German lawyer and politician

 Ulrich Born (born 15 May 1950 in Barntrup, North Rhine-Westphalia) is a German lawyer and politician, representative of the German Christian Democratic Union.

==Biography==
===Background===
Born began studying law and political science in Marburg and Munich. From 1975 to 1978 he worked as a research assistant at the Faculty of Law and Economics, at the Philipps University of Marburg and further studied additional administrative sciences at the College of Administrative Sciences Speyer.

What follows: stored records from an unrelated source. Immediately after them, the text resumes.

PR #1551, opened 2025-04-15
Don't build binaryen tests

sbc100:
These seems to be some issue with building gtest on ubuntu/focal.  Looks like maybe the libstdc++ is too old for it.


sbc100:
Landing TBR to get the tree green

tlively:
lgtm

After a legal degree in 1980, he worked as a Lecturer at the Law and Economics Faculty of the University of Bayreuth .

Later Born became a member of the National Synod of the Evangelical Lutheran Church of Mecklenburg. He currently resides in Pingelshagen in North Mecklenburg.

===Career===
Born became a member of the CDU in 1967. After the political changes in East Germany, he moved into the Mecklenburg-Western Pomerania politics and was elected chairman of the Northwest District Association Mecklenburg. He is also the state chairman of the Protestant Working Group (EAK), for the CDU Mecklenburg-Western Pomerania.

From 1994 to 2006 he was a member of the Landtag of Mecklenburg-Western Pomerania and Vice Chairman of the CDU. Today he is a member of the Northwest Mecklenburg County Council, and is the President of the County Council.

On 27 October 1990 he was also appointed as Minister of Justice, Federal and European Affairs in the government led by Prime Minister Alfred Gomolka of Mecklenburg-Western Pomerania. On 14 March 1992, however, he was dismissed by the Prime Minister from this office before Gomolka himself resigned.